PR #256, opened 2019-01-18
added .gitattributes

rvitaliy:
excluded useless files for production

### DIFF
--- a/.gitattributes
+++ b/.gitattributes
@@ -1,0 +1,12 @@
+* text=auto
+
+/Tests export-ignore
+.doctrine-project.json export-ignore
+.gitattributes export-ignore
+.gitignore export-ignore
+.scrutinizer.yml export-ignore
+.travis.yml export-ignore
+composer.lock export-ignore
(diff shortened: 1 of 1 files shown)


.gitattributes
```diff
@@ -0,0 +1,13 @@
+* text=auto
+
+/Tests export-ignore
+.doctrine-project.json export-ignore
+.gitattributes export-ignore
+.gitignore export-ignore
+.scrutinizer.yml export-ignore
+.travis.yml export-ignore
+Changelog.md export-ignore
```
alcaeus: I'd opt for leaving this along with the readme, what do you think?

.gitattributes
```diff
@@ -0,0 +1,13 @@
+* text=auto
```
alcaeus: I think this should be safe but haven't used it before. Opinions @doctrine/doctrinecore?

ostrolucky: yeah seems ok for this repo. it's all source code

alcaeus:
Thanks @rvitaliy!

PR #257, opened 2019-02-08
fixed doctrine version for `custom_template`

gondo:
parameter `custom_template` is only available since version `1.3` as you can see v `1.2.1` doesn't include this yet: https://github.com/doctrine/DoctrineMigrationsBundle/blob/v1.2.1/DependencyInjection/Configuration.php

### DIFF
--- a/Resources/doc/index.rst
+++ b/Resources/doc/index.rst
@@ -52,7 +52,7 @@ application:
         name: 'Application Migrations'
         # available in version >= 1.2. Possible values: "BY_YEAR", "BY_YEAR_AND_MONTH", false
         organize_migrations: false
-        # available in version >= 1.2. Path to your custom migrations template
+        # available in version >= 1.3. Path to your custom migrations template
         custom_template: ~
         all_or_nothing: false
 


gondo:
problem is, that even this is wrong :/
DoctrineMigrationBundle `1.3` introduced config `custom_template` but it still depend on old version of DoctrineMigration `^1.1.` what does not use custom templates.
Only DoctrineMigration `1.7` finally use custom template.
However because of other dependencies i am stuck with DoctrineMigration `1.5.` os even though I have DoctrineMigrationBundle `1.3.2`, I am not able to use `custom_template`

alcaeus:
> DoctrineMigrationBundle `1.3` introduced config `custom_template` but it still depends on old version of DoctrineMigration `^1.1.` what does not use custom templates.

`^1.1` means that the bundle requires **at least** version 1.1.0, but allows anything less than 2.0.0. Since the logic was built backwards compatible (e.g. the `custom_template` argument is ignored when an older version of `doctrine/migrations` is installed), there's no reason to change anything. It simply means that the functionality won't be available when using Symfony 2.7 because of the requirements to the newer `doctrine/migrations` version.

Upgrade away from Symfony 2.7 if you want to use this: your change in #258 won't fix your problem as all that would happen is that it will downgrade you to an older bundle version without changing anything else.

PR #258, opened 2019-02-08
removed ~2.7 as SF version for custom_template

gondo:
for more info see my comment on PR #257


gondo:
this might break some existing old code

alcaeus:
> this might break some existing old code

Which is why we're not doing this in a patch release.

PR #265, opened 2019-04-30
Add schema provider setting

thewilkybarkid:
As mentioned in #190 there's no setting for the diff command's schema provider. This adds a `schema_provider` setting.

Refs https://github.com/libero/content-store/pull/8#discussion_r279656101.

### DIFF
--- a/DependencyInjection/DoctrineMigrationsExtension.php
============================================================
### EXERCISE OBJECTIVE
Write only the number of lines in the records that include the word "because".

### YOUR RESPONSE
2